╭─ Supplied data

PR #3856, opened 2023-11-05
Anonymize display path in download command output

mdanish-kh:
    No; Thought it made sense for these paths to also respect `anonymizeDisplayedPaths` user setting

-----

 ###### Microsoft Reviewers: [Open in CodeFlow](https://microsoft.github.io/open-pr/?codeflow=https://github.com/microsoft/winget-cli/pull/3856)

### DIFF
--- a/src/AppInstallerCLICore/Workflows/DownloadFlow.cpp
+++ b/src/AppInstallerCLICore/Workflows/DownloadFlow.cpp
@@ -549,6 +549,12 @@ namespace AppInstaller::CLI::Workflow
 
             renamedDownloadedInstaller = downloadDirectory / GetInstallerDownloadOnlyFileName(context);
             Filesystem::RenameFile(installerPath, renamedDownloadedInstaller);
+
+            if (Settings::User().Get<Settings::Setting::AnonymizePathForDisplay>())
+            {
+                Runtime::ReplaceProfilePathsWithEnvironmentVariable(renamedDownloadedInstaller);
+            }
+
             context.Reporter.Info() << Resource::String::InstallerDownloaded(Utility::LocIndView{ renamedDownloadedInstaller.u8string() }) << std::endl;
         }
         else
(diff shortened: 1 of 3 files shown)


yao-msft:
We have many other places that outputs a path (winget log path, installer execution log, etc) during a package operation. And we have an override to output path [specifically](https://github.com/microsoft/winget-cli/blob/b96598a6038ac0fb0f58cf935eb466c4484dea3c/src/AppInstallerCLICore/ChannelStreams.cpp#L142) so any code path can output path if needed. This change is specifically about outputting some info regarding a particular package operation. It does not quite fall into the category of AnonymizeForDisplay.

I think AnonymizeForDisplay is originally for winget --info, so that when user files a bug, in the winget info section to be shared, their output is anonymized. And for specific package operations, we do not have that need yet.

If we believe we should anonymize on every path we output, it needs to be a more complete change to have a systematic way of applying anonymize to every path that winget code outputs, not a specific path in download flow. By the way, we do not anonymize path in the logs (they are not shared with winget team)

yao-msft (changes requested):
If we want to do this, we may need to review all the paths we output so they have consistent behaviors. Currently, anonymization are done in a central location GetPathFor() method, and are mostly for displaying in winget --info.

mdanish-kh:
> This change is specifically about outputting some info regarding a particular package operation. It does not quite fall into the category of AnonymizeForDisplay.

Ah, I misinterpreted the user setting to believe that it applies on every outputted path. The description of the setting strengthened that thought as well.

> I think AnonymizeForDisplay is originally for winget --info, so that when user files a bug, in the winget info section to be shared, their output is anonymized. And for specific package operations, we do not have that need yet.

On the same line of thinking, I would imagine someone doing a demo/video showcasing winget commands and may want the output to be anonymized. But since no one has requested that feature, I don't want to be making assumptions about its use case. I'll close this PR because it doesn’t involve a missed anonymization for the download command output, which was my initial assumption.

PR #3858, opened 2023-11-06
Register restart for resume

ryfu-msft:
Related to: #3165 

Changes:
- This PR calls [RegisterApplicationRestart](https://learn.microsoft.com/en-us/windows/win32/api/winbase/nf-winbase-registerapplicationrestart) to register winget to restart upon a reboot. The resume command and the resume id are passed as arguments to the winget process so that it can resume from where it left off prior to reboot.
- Registering for a restart will only take place if the result of the installation is REBOOT_REQUIRED_FOR_INSTALL.
- The checkpoint database will only persist if the result of the installation is REBOOT_REQUIRED_FOR_INSTALL.
- Added a new settings value called `maxResumes` that limits the number of times a resume state can be "resumed". This is to ensure that continuous reboots don't occur.
- In order for the process to be restarted, the reboot must be kicked off while the process is still running. The winget process cannot be terminated normally or else Windows Error Reporting will not initiate the restart. My workaround is to have the process sleep while the reboot process is kicked off.
- Moved the InitiateReboot() flow to take place after `--wait` argument is processed so that the user is prompted to continue before a reboot is kicked off.

 ###### Microsoft Reviewers: [Open in CodeFlow](https://microsoft.github.io/open-pr/?codeflow=https://github.com/microsoft/winget-cli/pull/3858)

### DIFF
--- a/src/AppInstallerCommonCore/Runtime.cpp
+++ b/src/AppInstallerCommonCore/Runtime.cpp
@@ -478,14 +478,12 @@ namespace AppInstaller::Runtime
         case PathName::CLIExecutable:
             result.Path = GetKnownFolderPath(FOLDERID_LocalAppData);
             result.Path /= s_WindowsApps_Base;
-            if (IsReleaseBuild())
-            {
-                result.Path /= s_WinGet_Exe;
-            }
-            else
-            {
-                result.Path /= s_WinGetDev_Exe;
-            }
+            result.Path /= GetPackageFamilyName();
+#if USE_PROD_CLSIDS
+            result.Path /= s_WinGet_Exe;
+#else
+            result.Path /= s_WinGetDev_Exe;
+#endif
             result.Create = false;
             mayBeInProfilePath = true;
             break;


src/AppInstallerRepositoryCore/Public/winget/Checkpoint.h
```diff
@@ -53,6 +54,13 @@ namespace AppInstaller::Checkpoints
             m_checkpointDatabase->SetDataValue(m_checkpointId, dataType, fieldName, values);
         }
 
+        // Update a single existing field value for a data type.
+        void Update(T dataType, const std::string& fieldName, const std::string& value)
+        {
+            m_checkpointDatabase->RemoveDataType(m_checkpointId, dataType);
+            m_checkpointDatabase->SetDataValue(m_checkpointId, dataType, fieldName, { value });
```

╰─

Exercise instructions » Scan the records above for the string "take", then copy each line where it turns up.

Answer to the exercise »
- Registering for a restart will only take place if the result of the installation is REBOOT_REQUIRED_FOR_INSTALL.
- Moved the InitiateReboot() flow to take place after `--wait` argument is processed so that the user is prompted to continue before a reboot is kicked off.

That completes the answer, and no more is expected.